Task description: When a line in the listing below contains the word "both", return a copy of that line.

The records:
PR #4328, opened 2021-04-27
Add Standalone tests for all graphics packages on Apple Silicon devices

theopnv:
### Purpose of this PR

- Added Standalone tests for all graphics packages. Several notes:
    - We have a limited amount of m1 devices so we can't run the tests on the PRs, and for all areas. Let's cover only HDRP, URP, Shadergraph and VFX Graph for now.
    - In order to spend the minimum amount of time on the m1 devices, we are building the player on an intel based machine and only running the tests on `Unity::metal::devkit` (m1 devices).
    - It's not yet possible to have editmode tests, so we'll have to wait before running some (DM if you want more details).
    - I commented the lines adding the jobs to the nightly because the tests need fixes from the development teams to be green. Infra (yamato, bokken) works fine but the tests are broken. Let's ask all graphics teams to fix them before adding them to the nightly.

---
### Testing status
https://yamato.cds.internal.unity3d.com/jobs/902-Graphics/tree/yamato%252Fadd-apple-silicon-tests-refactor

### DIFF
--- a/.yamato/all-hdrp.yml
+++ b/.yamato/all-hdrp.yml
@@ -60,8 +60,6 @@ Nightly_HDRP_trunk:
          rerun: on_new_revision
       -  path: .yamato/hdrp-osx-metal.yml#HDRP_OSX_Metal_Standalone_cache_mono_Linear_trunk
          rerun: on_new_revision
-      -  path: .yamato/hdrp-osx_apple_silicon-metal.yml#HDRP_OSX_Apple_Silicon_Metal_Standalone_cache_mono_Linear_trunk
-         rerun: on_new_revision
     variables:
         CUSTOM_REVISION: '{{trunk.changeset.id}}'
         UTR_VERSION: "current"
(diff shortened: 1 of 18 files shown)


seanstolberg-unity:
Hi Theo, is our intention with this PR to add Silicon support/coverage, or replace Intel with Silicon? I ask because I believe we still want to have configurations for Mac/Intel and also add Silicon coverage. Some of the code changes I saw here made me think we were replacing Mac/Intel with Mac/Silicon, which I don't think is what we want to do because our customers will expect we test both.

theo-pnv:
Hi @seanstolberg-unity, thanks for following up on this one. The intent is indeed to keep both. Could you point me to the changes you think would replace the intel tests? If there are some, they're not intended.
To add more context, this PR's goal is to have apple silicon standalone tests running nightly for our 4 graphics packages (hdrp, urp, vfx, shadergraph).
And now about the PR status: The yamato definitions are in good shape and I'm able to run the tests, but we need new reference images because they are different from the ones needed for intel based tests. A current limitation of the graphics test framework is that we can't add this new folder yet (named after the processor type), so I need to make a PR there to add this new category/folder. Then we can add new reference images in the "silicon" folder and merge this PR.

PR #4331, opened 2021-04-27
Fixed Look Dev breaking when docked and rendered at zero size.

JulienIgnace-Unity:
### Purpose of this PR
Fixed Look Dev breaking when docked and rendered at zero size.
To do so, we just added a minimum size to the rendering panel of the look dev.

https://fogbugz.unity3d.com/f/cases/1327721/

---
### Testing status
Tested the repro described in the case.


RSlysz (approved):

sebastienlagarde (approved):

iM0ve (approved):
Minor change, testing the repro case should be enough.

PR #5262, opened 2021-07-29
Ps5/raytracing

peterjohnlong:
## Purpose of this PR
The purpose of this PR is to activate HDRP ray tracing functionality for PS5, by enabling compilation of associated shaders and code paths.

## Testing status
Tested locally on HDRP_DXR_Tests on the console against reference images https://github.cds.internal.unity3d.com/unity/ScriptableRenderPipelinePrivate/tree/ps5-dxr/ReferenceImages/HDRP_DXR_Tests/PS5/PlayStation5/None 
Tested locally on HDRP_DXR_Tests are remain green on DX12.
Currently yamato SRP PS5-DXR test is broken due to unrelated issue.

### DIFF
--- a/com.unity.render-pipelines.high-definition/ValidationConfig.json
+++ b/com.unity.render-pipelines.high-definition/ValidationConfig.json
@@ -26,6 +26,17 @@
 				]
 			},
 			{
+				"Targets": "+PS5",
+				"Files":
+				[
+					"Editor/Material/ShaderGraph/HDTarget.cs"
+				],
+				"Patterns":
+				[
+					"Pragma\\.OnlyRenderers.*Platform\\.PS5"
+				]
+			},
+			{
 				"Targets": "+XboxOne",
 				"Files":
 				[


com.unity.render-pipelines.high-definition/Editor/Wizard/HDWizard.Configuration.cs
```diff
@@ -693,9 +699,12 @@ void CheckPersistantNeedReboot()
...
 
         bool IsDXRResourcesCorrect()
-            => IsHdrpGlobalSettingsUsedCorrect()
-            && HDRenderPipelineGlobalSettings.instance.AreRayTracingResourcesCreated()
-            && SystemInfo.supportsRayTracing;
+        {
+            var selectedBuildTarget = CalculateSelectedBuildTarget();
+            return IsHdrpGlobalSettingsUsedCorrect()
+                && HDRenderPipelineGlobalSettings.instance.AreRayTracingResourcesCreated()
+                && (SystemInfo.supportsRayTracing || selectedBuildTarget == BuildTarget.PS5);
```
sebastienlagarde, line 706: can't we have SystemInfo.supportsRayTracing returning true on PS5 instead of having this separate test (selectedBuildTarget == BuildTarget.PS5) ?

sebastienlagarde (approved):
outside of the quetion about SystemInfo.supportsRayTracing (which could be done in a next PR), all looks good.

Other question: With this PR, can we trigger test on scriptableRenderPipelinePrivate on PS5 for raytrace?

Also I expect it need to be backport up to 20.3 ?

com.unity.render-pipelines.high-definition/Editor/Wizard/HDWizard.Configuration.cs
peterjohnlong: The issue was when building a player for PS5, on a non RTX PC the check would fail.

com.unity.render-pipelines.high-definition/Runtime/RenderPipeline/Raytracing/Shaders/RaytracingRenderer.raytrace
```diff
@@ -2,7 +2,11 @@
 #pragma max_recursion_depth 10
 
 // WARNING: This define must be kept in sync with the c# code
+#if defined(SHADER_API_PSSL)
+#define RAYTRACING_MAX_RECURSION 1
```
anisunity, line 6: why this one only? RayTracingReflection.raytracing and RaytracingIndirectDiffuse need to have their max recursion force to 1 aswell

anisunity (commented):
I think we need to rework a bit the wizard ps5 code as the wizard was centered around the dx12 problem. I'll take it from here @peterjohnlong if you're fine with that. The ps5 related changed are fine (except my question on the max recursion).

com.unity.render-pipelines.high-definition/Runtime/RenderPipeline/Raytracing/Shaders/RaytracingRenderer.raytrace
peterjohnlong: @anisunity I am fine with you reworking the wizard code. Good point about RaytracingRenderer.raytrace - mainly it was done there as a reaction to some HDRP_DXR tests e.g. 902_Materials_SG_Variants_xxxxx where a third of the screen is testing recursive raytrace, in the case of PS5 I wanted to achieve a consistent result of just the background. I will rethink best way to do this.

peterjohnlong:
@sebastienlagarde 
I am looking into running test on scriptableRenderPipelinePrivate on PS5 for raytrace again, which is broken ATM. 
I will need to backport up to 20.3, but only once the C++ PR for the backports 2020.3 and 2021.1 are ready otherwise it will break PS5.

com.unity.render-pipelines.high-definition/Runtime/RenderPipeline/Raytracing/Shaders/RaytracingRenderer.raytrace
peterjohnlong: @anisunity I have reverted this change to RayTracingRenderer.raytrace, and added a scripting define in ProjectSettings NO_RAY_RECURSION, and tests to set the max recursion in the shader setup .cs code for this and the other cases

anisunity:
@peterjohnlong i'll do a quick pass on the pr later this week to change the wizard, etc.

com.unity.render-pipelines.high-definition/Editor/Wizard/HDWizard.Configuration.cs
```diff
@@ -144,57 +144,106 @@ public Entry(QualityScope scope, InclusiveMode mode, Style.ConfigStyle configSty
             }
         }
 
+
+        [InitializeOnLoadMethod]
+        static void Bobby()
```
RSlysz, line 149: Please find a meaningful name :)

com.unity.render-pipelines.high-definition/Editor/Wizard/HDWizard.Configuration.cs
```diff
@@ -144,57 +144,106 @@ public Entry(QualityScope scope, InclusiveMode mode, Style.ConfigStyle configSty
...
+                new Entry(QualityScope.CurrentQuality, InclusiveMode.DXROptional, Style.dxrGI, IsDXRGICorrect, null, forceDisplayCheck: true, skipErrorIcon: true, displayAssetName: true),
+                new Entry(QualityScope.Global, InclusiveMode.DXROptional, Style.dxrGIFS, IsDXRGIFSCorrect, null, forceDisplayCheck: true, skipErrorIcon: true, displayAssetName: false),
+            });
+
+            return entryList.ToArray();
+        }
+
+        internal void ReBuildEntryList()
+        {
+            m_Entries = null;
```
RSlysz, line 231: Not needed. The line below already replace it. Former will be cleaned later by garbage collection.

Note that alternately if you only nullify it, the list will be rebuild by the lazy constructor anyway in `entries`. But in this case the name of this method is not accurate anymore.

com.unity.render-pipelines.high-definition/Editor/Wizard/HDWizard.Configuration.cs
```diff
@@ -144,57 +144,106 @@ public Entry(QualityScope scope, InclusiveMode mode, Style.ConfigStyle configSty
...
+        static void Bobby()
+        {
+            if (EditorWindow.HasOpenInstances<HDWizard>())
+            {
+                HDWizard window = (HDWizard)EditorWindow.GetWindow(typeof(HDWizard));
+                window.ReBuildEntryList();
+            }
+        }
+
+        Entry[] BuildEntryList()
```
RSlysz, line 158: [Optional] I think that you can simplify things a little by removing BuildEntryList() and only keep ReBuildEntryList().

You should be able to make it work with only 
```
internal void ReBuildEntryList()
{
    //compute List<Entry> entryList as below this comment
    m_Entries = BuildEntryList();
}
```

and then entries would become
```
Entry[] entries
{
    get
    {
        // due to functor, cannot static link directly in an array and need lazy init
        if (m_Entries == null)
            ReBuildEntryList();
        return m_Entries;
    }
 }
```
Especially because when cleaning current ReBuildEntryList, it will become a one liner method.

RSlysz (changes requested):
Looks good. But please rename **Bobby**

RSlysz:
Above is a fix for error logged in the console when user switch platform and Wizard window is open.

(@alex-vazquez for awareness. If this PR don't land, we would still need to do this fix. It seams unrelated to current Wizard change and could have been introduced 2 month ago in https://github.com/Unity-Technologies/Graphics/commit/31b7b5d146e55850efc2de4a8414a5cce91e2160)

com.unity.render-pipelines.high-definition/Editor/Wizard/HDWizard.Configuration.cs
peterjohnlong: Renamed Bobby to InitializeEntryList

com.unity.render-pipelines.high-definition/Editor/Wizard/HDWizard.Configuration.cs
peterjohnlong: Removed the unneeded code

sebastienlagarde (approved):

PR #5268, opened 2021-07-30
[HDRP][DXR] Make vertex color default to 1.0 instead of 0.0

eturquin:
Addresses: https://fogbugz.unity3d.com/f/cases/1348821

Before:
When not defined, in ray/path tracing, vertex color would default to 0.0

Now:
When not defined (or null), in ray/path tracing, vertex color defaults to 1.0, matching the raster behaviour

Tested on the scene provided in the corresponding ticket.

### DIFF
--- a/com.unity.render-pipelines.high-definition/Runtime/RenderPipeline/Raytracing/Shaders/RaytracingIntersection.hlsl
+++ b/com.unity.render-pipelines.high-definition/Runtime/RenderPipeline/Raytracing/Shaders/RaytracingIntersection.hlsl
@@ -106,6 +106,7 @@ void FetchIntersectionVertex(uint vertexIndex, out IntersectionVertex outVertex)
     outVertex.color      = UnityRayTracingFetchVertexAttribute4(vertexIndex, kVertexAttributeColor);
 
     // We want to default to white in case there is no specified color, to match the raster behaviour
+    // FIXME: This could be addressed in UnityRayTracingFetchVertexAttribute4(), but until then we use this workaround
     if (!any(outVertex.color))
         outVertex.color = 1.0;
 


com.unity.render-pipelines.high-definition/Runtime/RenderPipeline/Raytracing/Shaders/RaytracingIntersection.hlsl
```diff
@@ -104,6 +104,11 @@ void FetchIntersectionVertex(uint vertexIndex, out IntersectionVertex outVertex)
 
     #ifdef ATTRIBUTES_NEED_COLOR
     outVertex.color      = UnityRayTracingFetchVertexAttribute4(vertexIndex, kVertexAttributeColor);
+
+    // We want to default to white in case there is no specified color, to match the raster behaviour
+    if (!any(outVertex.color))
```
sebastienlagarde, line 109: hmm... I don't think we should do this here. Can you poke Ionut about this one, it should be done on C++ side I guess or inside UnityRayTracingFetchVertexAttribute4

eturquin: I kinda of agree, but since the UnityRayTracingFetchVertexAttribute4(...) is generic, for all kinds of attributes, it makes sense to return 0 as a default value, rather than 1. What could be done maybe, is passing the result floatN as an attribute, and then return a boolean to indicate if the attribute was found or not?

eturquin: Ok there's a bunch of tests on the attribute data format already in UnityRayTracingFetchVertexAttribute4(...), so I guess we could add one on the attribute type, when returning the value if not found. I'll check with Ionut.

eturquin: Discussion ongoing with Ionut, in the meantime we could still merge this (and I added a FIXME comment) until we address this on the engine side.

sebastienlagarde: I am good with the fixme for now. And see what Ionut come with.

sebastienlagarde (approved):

Response box:
Hi Theo, is our intention with this PR to add Silicon support/coverage, or replace Intel with Silicon? I ask because I believe we still want to have configurations for Mac/Intel and also add Silicon coverage. Some of the code changes I saw here made me think we were replacing Mac/Intel with Mac/Silicon, which I don't think is what we want to do because our customers will expect we test both.
Hi @seanstolberg-unity, thanks for following up on this one. The intent is indeed to keep both. Could you point me to the changes you think would replace the intel tests? If there are some, they're not intended.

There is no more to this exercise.